Alexander Powell

11.02.2016

CSCI 680

**Paper Critique for “A Stencil Compiler for Short-Vector SIMD Architectures”**

Summary

Stencil computations are a common type of computation in scientific computing applications. SIMD instructions are often used to improve the performance of such applications through data level parallelism. Generally, this is done with short vector SIMD extensions or data locality optimizations. In this paper, the authors lay out a new domain-specific language and compiler for this kind of stencil computations that effectively utilized multi-core parallelism. They also provide a number of loop based and data layout based transformations to effectively increase performance.

Overall Pros and Cons

One of the strengths of this paper is that it clearly presents a novel research topic by providing a stencil domain specific language compiler that integrates data layout based transformation with loop tiled parallel execution for multi-statement stencils. Not only does it present this novel compiler, it also demonstrates a performance improvement on several multi-core platforms for a number of benchmarks. It’s safe to say that this is a significant contribution because there has been an increasing interest in developing domain-specific frameworks for high-performance scientific computing for a while due to the diversity of emerging parallel architectures.

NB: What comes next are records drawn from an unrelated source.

PR #56, opened 2016-02-23
Configuration memo should return something truthy or this will change

film42:
cc @brianstien @mmmries

### DIFF
--- a/lib/action_subscriber/configuration.rb
+++ b/lib/action_subscriber/configuration.rb
@@ -72,7 +72,7 @@ module ActionSubscriber
             ::ActionSubscriber.config.__send__("#{key}=", setting) if setting
           end
 
-          nil
+          true
         end
       end
     end


lib/action_subscriber/configuration.rb
```diff
@@ -72,7 +72,7 @@ def self.configure_from_yaml_and_cli(cli_options = {}, reload = false)
             ::ActionSubscriber.config.__send__("#{key}=", setting) if setting
           end
 
-          nil
+          true
```
film42: I could also return `self` here.

mmmries:
I have no preference around what gets returned. I don't imagine people will depend on the return value of this method. Maybe we should just stick with a literal `true` to make it as simple as possible

film42:
There's a bad spec that needs to be fixed. I already have the seed saved and will fix later. Re-ran travis and specs are passing.

mmmries:
:shipit:

PR #59, opened 2016-03-01
Change initialize to use not use Configuration

brettallred:
Configuration class doesn't have a configure method on it.  That method is on the ActionSubscriber Module


mmmries:
:+1: thanks for the catch

PR #667, opened 2020-06-18
hotfix for results previous year error

### LINKED ISSUE #663: Some 2020-21 indicators not showing last year's target properly
This is affecting an indicator for Statistics Canada named "Percentage of users satisfied with statistical information". They use this indicator at the CR level, as well as multiple times at the program level. The indicator(s) also existed in DP 2019-20, with a minimum target of 80%. The 2019 indicators show up in InfoBase as well as the CSVs. For example, at the CR level both the 2019 and 2020 versions of the indicator have a `stable_id` of  "DR-2027" in the CSV. 

image

ktw1016:
fixes #663

### DIFF
--- a/server/src/models/results/populate.js
+++ b/server/src/models/results/populate.js
@@ -53,14 +53,12 @@ export default async function ({ models }) {
       const doc_index = _.indexOf(time_period_ordered_doc_keys, doc);
       if (doc_index > 0) {
         // Look for corresponding indicator, by stable_id, from the previous documents. Pick most recent previous version
-        const previous_year_indicator_instance = _.chain(indicator_records)
-          .filter(
-            (indicator) =>
-              indicator.stable_id === stable_id &&
-              _.indexOf(time_period_ordered_doc_keys, indicator.doc) < doc_index
-          )
-          .first()
-          .value();
+        const previous_year_indicator_instance = _.find(
+          indicator_records,
+          (indicator) =>
+            indicator.stable_id === stable_id &&
+            indicator.doc === time_period_ordered_doc_keys[doc_index - 1]
+        );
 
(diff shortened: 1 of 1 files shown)


server/src/models/results/populate.js
```diff
@@ -59,7 +59,7 @@ export default async function ({ models }) {
               indicator.stable_id === stable_id &&
               _.indexOf(time_period_ordered_doc_keys, indicator.doc) < doc_index
           )
-          .last()
+          .first()
```
Stephen-ONeil, line 62: Ugh, wrote a nice long comment, but lost it.

Looking at this file, it was always relying on the order of the indicators within the csv. That was sloppy on my part, the sorting coming out of the pipeline must have reversed at some point (or this code was always wrong, doesn't mean it wasn't sloppy though).

If the sort ordering within the csv changes again, this will go back to being wrong. Shouldn't assume that either `first` or `last` is meaningful unless we've sorted the data ourselves first.

Code aside, the logic here is also wrong (unrelated to this bug, but worth correcting). If an indicator was dropped one year and revived later, this would still pick out the most recent historical copy. I may have figured that might be desired, but we call the fields "previous_year..." in the DB and label it as "Last year's ..." on the client, so this current logic is incorrect.

This is untested, but we probably want something like this
```
const previous_year_indicator_instance = _.find(
  indicator_records,
  (indicator) =>
    indicator.stable_id === stable_id &&
    indicator.doc === time_period_ordered_doc_keys[doc_index - 1]
)
```

`time_period_ordered_doc_keys[doc_index - 1]` is safe because this code's only reachable if `doc_index > 0`

ktw1016: Ah actually this was the first solution I thought of, I guess it's safe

A problem I had with the paper is that I think they could have spent more time on the background and motivation. After reading it I am still a bit unsure what stencil computations actually entail any why they are so often used in the first place. Some high level examples in the beginning of the paper would help a lot. Also, some of the pseudocode they provide when explaining the algorithm is a bit overwhelming. It would help if they explained this more.

Questions

1. In the SDSL language described in section 3.1, the syntax varies noticeably from other more common programming languages (like C). What’s the benefit to creating a whole new language to deal with these kind of stencil computations when most high-level languages would be able to do the same things shown in figure 4, for example.
2. (More of a technical question) In the nested loop shown on page 2 in Figure 2a, is it supposed to represent a triple nested loop or two loops nested inside one larger loop? (The curly braces are confusing)
3. Why do you want a small tile size on the loops? They mention on page four that the tile sizes can be compacted to a smaller size to compensate for the larger tile sizes required by split-tiled dimensions. But doesn’t this reduce the amount of parallelism?